Submitting various tree depths

In [15]:
for depth in [3, 6, 9]:
    print("preparing tree of depth {} for submission".format(depth))
    deep_tree = DecisionTreeClassifier(criterion='entropy', max_depth=depth, random_state=0)
    X = td_preprocessed_unscaled.loc[:,'Pclass':]
    y = training_data['Survived']
    deep_tree.fit(X, y)
    print("deep_tree depth {} full training set accuracy: {:.2f}".format(
            depth,
            accuracy_score(y, deep_tree.predict(X))))
    test_data_predict = deep_tree.predict(test_data_preprocessed_unscaled.loc[:,'Pclass':])

    submission_df = test_data_preprocessed[['PassengerId']].copy()
    submission_df['Survived'] = test_data_predict

    submission_df.to_csv(
        'titanic_submission_decision_tree_depth{}.csv'.format(depth),
        index=False)
    
preparing tree of depth 3 for submission
deep_tree depth 3 full training set accuracy: 0.82
preparing tree of depth 6 for submission
deep_tree depth 6 full training set accuracy: 0.86
preparing tree of depth 9 for submission
deep_tree depth 9 full training set accuracy: 0.90
In [16]:
Image(filename='kaggle-submission-tree-depth3.png', width=600)
Out[16]:
In [17]:
Image(filename='kaggle-submission-tree-depth6.png', width=600)
Out[17]:
In [18]:
Image(filename='kaggle-submission-tree-depth9.png', width=600)
Out[18]:

Reaching my goal with tree depth 3

Interesting, so the performance on the local test dataset was pretty spot on for how well it generalizes to the unseen kaggle test set: the tree depth of 3 performed best on kaggle. For some reason the plain tree does better than a random forest in this case even though they looked like they'd perform about the same.

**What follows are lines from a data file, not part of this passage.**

PR #929, opened 2024-01-30
YAML - On load, convert all scalar types to strings

MLBZ521:
This change will use the YAML SafeConstructor to safely load YAML data and auto-convert scalar types to strings to provide a consistent experience with AutoPkg's current behavior and data type expectations.

Basically this change will perform a very similar result as what I proposed in #911, however, it will only convert scalar types while preserving non-scalar types.  Doing it this way should prevent any issues with current recipes.

I think, short term, this is a better option that what I proposed in #911.

Long term, I think updating the [do_variable_substitution](https://github.com/autopkg/autopkg/blob/142368f84344186cbe3105d94e329e3d901da157/Code/autopkglib/__init__.py#L466C2-L486) function (or [update_data](https://github.com/autopkg/autopkg/blob/142368f84344186cbe3105d94e329e3d901da157/Code/autopkglib/__init__.py#L458-L488) function as whole) would create the best experience as suggested by @jgstew [here](https://github.com/autopkg/autopkg/issues/895#issuecomment-1906119854).  This would give recipe writers more flexibility and allow more data types to be passed through AutoPkg steps.


homebysix:
This should be superseded by https://github.com/autopkg/autopkg/pull/1023, which is now merged into the dev branch, which will be the basis of a future 3.0 release.

One important difference between https://github.com/autopkg/autopkg/pull/1023 and this PR is that https://github.com/autopkg/autopkg/pull/1023 preserves pure integer types, which preserves compatibility with custom processors that require them (such as [VersionSplitter](https://github.com/autopkg/homebysix-recipes/blob/master/VersionSplitter/VersionSplitter.py)).

PR #936, opened 2024-02-14
Actually bypass when building map

n8felton:


homebysix:
This change is superseded by PR #1027, which is now in the dev branch and will be the basis of a future 3.0 release. Thanks for submitting!

PR #313, opened 2021-03-26
fix(elements|ino-datepicker): validate on min/max date changes

### LINKED ISSUE #310: ino-datepicker: set validation state on min/max value change
### Describe the bug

In any case, my tree depth 3 trained against all of the features has reached a 78% accuracy, meeting my goal!

So would tree depth 3 work skipping the variables like we did in our first attempt?

Let's find out.

In [19]:
tree3 = DecisionTreeClassifier(criterion='entropy', max_depth=3, random_state=0)
to_drop = [col for col, _ in td_preprocessed_unscaled.iteritems() if col.startswith('cabin_sector') or col.startswith('embarked')]

X_orig = td_preprocessed_unscaled.drop(to_drop, axis=1).loc[:,'Pclass':]

X_orig.head()
Out[19]:
Pclass Sex Age SibSp Parch Fare
0 3 0 22 1 0 7.2500
1 1 1 38 1 0 71.2833
2 3 1 26 0 0 7.9250
3 1 1 35 1 0 53.1000
4 3 0 35 0 0 8.0500
In [20]:
y = training_data['Survived']
tree3.fit(X_orig, y)
print("deep_tree depth 3 full training set accuracy: {:.2f}".format(
        accuracy_score(y, tree3.predict(X_orig))))
test_data_predict = tree3.predict(test_data_preprocessed_unscaled.drop(to_drop, axis=1).loc[:,'Pclass':])

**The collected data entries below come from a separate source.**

PR #317, opened 2021-04-02
feat(elements|ino-select): add slot for leading icon

### LINKED ISSUE #233: ino-select: Add support for icons
I need to place an icon next to my `ino-select`. As the `ino-select` and the `ino-input` look very similar, it only makes sense to add support for icons to the select as well.

I would like to provide an `ino-icon` or any external icon per slot to the `ino-select`. See `ino-input` for example.

P1NHE4D:
✨ **Features:**
* added `ino-icon-leading` slot to `ino-select` component

🎟️ **Closes #233**

### DIFF
--- a/packages/elements/src/components/ino-select/ino-select.scss
+++ b/packages/elements/src/components/ino-select/ino-select.scss
@@ -115,6 +115,13 @@ ino-select {
     .mdc-floating-label.mdc-floating-label--float-above {
       top: 25px;
     }
+
+    &[class*='--with-leading-icon'] {
+      .mdc-floating-label,
+      .mdc-floating-label--float-above {
+        left: 40px;
+      }
+    }
   }
 
   .mdc-select--outlined {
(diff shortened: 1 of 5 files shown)


janivo (changes requested):
image
The Icon seems kinda huge. We should use the same styles applied in the `ino-input` component. Maybe we can extract similar styles in a mixin? We could create a `mixin.scss` in `/base` and use those mixin in both components.

P1NHE4D:
> image
> The Icon seems kinda huge. We should use the same styles applied in the `ino-input` component. Maybe we can extract similar styles in a mixin? We could create a `mixin.scss` in `/base` and use those mixin in both components.

I initially made the icon smaller, but it looked a bit odd next to the rather big drop-down selector, especially with a floating label.

janivo (changes requested):
I added a story as an example and noticed that the label is not positioned properly yet:
image

janivo (approved):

submission_df = test_data_preprocessed[['PassengerId']].copy()
submission_df['Survived'] = test_data_predict

submission_df.to_csv(
    'titanic_submission_decision_tree_depth3_orig.csv'.format(depth),
    index=False)
deep_tree depth 3 full training set accuracy: 0.82

Diffing the file locally, it is the same as with the full feature set.

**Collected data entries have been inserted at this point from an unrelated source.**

PR #336, opened 2021-04-07
fix(elements|ino-nav-drawer): emit `openChange` event on `esc` press

### LINKED ISSUE #328: ino-nav-drawer: open state on escape (modal variant)
If you open and close the ino-nav-drawer with the "esc" key the open state is not set correctly. Here you have to click 2x on the toggle button to open the nav-drawer again.

**Acceptance criteria**
* openChange is also thrown with ESC.
* openChange is renamed to openChanged (BREAKING!)

P1NHE4D:
⚙️ **Changes:**
* `openChange` event is emitted on pressing `esc`

🎟️ **Closes #328**

### DIFF
--- a/packages/elements/src/components/ino-nav-drawer/ino-nav-drawer.tsx
+++ b/packages/elements/src/components/ino-nav-drawer/ino-nav-drawer.tsx
@@ -67,6 +67,8 @@ export class NavDrawer implements ComponentInterface {
       this.drawerInstance.open = this.open || false;
     }
 
+    this.el.shadowRoot.querySelector('.mdc-drawer').addEventListener('MDCDrawer:closed', this.closeDrawer);
+
     this.el.shadowRoot
       .querySelector('.mdc-drawer__toggle')
       .addEventListener('click', this.toggleDrawer);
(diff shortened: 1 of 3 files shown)


packages/elements/src/components/ino-nav-drawer/ino-nav-drawer.tsx
```diff
@@ -67,6 +67,10 @@ export class NavDrawer implements ComponentInterface {
       this.drawerInstance.open = this.open || false;
     }
 
+    this.el.shadowRoot
```
janivo, line 70: Instead of querying for the element, I would suggest to use it's reference like this:
```jsx
<aside class={classDrawer} ref={(el) => this.drawerEl = el}>
```

packages/elements/src/components/ino-nav-drawer/ino-nav-drawer.tsx
```diff
@@ -67,6 +67,10 @@ export class NavDrawer implements ComponentInterface {
...
+      .querySelector('.mdc-drawer')
+      .addEventListener('MDCDrawer:closed', this.closeDrawer);
```
janivo, line 72: We need to remove the listener on unloading.

janivo (changes requested):

packages/elements/src/components/ino-nav-drawer/ino-nav-drawer.tsx
P1NHE4D: Done ✅ I also directly attached the event listener for the `click` event to the `ino-icon-button`.

packages/elements/src/components/ino-nav-drawer/ino-nav-drawer.tsx
P1NHE4D: Done ✅ I don't know why I always forget to remove the event listener...

janivo (approved):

So, yep, all the work above exploring features and reasoning that the cabin sector and departure terminal was for naught, the real fix was to submit using a decision tree!

Nonetheless, using the additional features did help with the logistic regression model, and it didn't hurt the decision tree.